The cookies produced with the untreated ASP had a smaller (p<0.05) diameter and a higher (p<0.05) thickness compared to those of the cookies with the cellulase-treated ASP at the same replacement levels (Table 3). This could be related to the reduced IDF content since IDF has been proven to be unfavorable for the development of the gluten network [Foschia et al., 2015].

The use of ASP in the recipe led to an increase in the hardness and a decrease in the fracturability of the cookies (Table 3). However, the cookies produced from the flour blends with the cellulase-treated ASP (all proportions), interestingly, had lower (p<0.05) hardness and higher (p<0.05) fracturability than the samples with the untreated one. The CAS30 cookies showed 31% lower hardness and 11% higher fracturability than the AS30 samples. Previous studies reported that with increasing brewer’s spent grain addition to cookie recipe, the hardness of the final product increased [Heredia-Sandoval et al., 2020], while flaxseed flour-fortified cookies had decreasing hardness [Kaur et al., 2019]. The variations in the results may be caused by the different water absorption capacity of by-products. The increases in hardness could be due to the contribution of the high protein and IDF content, while the attenuation of hardness may be correlated with the competition between sugar and flour protein for water, which leads to the reduction of gluten formation [Morales-Polanco et al., 2017]. Future studies on interactions between wheat protein and dietary fiber of ASP are therefore essential to clarify the insight mechanisms that determine the physical properties of the final product.

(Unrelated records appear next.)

PR #2282, opened 2020-01-15
changed: avoid usage of eclipseGrid on non-root processes setting up transmissibilities

akva2:
obtain data from root process

@blattms I am sure you do not like the bare MPI calls, please advice which construct to use for non-collective communication.

### DIFF
--- a/ebos/eclcpgridvanguard.hh
+++ b/ebos/eclcpgridvanguard.hh
@@ -151,7 +151,7 @@ public:
             if (grid_->size(0))
             {
                 globalTrans_.reset(new EclTransmissibility<TypeTag>(*this));
-                globalTrans_->update();
+                globalTrans_->update(false);
             }
 
             Dune::EdgeWeightMethod edgeWeightsMethod = this->edgeWeightsMethod();
--- a/ebos/eclproblem.hh
+++ b/ebos/eclproblem.hh
@@ -834,7 +834,7 @@ public:
             eclState.applyModifierDeck(miniDeck);
 
             // re-compute all quantities which may possibly be affected.
-            transmissibilities_.update();
+            transmissibilities_.update(true);
             referencePorosity_[1] = referencePorosity_[0];
             updateReferencePorosity_();
             updatePffDofData_();
--- a/ebos/ecltransmissibility.hh
+++ b/ebos/ecltransmissibility.hh
@@ -118,15 +118,16 @@ public:
      * either but at least it seems to be much better.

The cookie color parameters and cookies appearance are shown in Table 4 and Figure 2, respectively. The cookie color became darker (lower L^* values), more green (lower a values) and less yellow (lower b^* values) with increasing levels of the untreated and cellulase-treated ASP. At the same proportion of both types of ASP in the flour blend, there were no differences in ΔE between the cookies with the cellulase-treated and untreated ASP except for the cookies incorporated with 25 and 30% (w/w); cookies with the cellulase-treated ASP had lower ΔE values than their counterparts with the untreated ASP. In general, the incorporation of higher-fiber ingredients usually causes a darker color of bakery products [Bolek, 2020]. Moreover, the natural pigment of ASP could contribute to the darkening of fortified cookies [Marques et al., 2015]. The Maillard reaction occurring between reducing sugars and amino acids, and caramelization of sugars might also be responsible for cookie color darkening [Žilić et al., 2021].

Figure 2

Appearance of cookies from wheat flour (control) and cookies from blends of wheat flour with different proportions (10, 15, 20, 25 and 30%, w/w) of untreated acerola seed powder (AS10, AS15, AS20, AS25 and AS30, respectively) and cellulase-treated acerola seed powder (CAS10, CAS15, CAS20, and CAS30, respectively).

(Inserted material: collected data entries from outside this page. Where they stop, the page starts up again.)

PR #2283, opened 2020-01-16
make group constrain check conditional

totto82:
As a general rule we don't want to check the current group control. A naive implementation of this did however not work since well controls may change during simulations due to input in the Schedule or closing of wells etc. This PR tries to circumvent this by always checking the first two iterations. An alternative solution is to add an epsilon to avoid switching as has been used in testing branches for groups [#2273] for a long time. The solution suggested in this PR seems more robust.

### DIFF
--- a/opm/simulators/wells/BlackoilWellModel.hpp
+++ b/opm/simulators/wells/BlackoilWellModel.hpp
@@ -306,7 +306,7 @@ namespace Opm {
             // xw to update Well State
             void recoverWellSolutionAndUpdateWellState(const BVector& x);
 
-            void updateWellControls(Opm::DeferredLogger& deferred_logger, const bool checkGroupControl);
+            void updateWellControls(Opm::DeferredLogger& deferred_logger, const bool checkGroupControl, const bool checkCurrentGroupControl);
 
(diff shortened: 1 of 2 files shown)


totto82:
jenkins build this please

totto82:
jenkins build this please

totto82:
jenkins build this please

totto82:
I have double-checked the failing test. The results are fine.

totto82:
@atgeirr review?

totto82:
Can we merge this?

atgeirr:
I think this can be merged, but Jenkins does not agree...

Also, I am a bit hesitant about the update being decided by report steps and not timesteps in general, is this really thought through? I would think it more appropriate to check every timestep.

totto82:
> is this really thought through

I thought so too, but checking every timestep led to issues for several of the norne models. We still need to iterate on this, but I think this is a move in the right direction. Merging this makes testing easier and hopefully we can improve on this later. It has already gone 3 weeks sine it appeared. I have verified the test failure.  update_data should do the trick.

atgeirr:

atgeirr:
jenkins build this opm-tests=236 please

The overall acceptability of the cookies fortified with different levels of both ASP types was significantly (p<0.05) higher than of the control cookies excluding the AS20, AS30 and CAS30 samples (Table 3). The previous study revealed that cereal bars with the addition of acerola seed flour were more preferred than the bars without the additive, because of the higher scores received for texture, flavor, overall appearance, and purchase intention [Marques et al., 2015]. However, the overall acceptability declined at high addition ratios (Table 4). The overall acceptability of the cookies was reduced as the fortified levels were 25% (w/w) or higher for the AS samples and 30% (w/w) for the CAS samples. The reduction in the sensory score of the cookies was due to the increased hardness, as the soft and crumbly texture is the most desirable characteristics of cookies [Lara et al., 2011].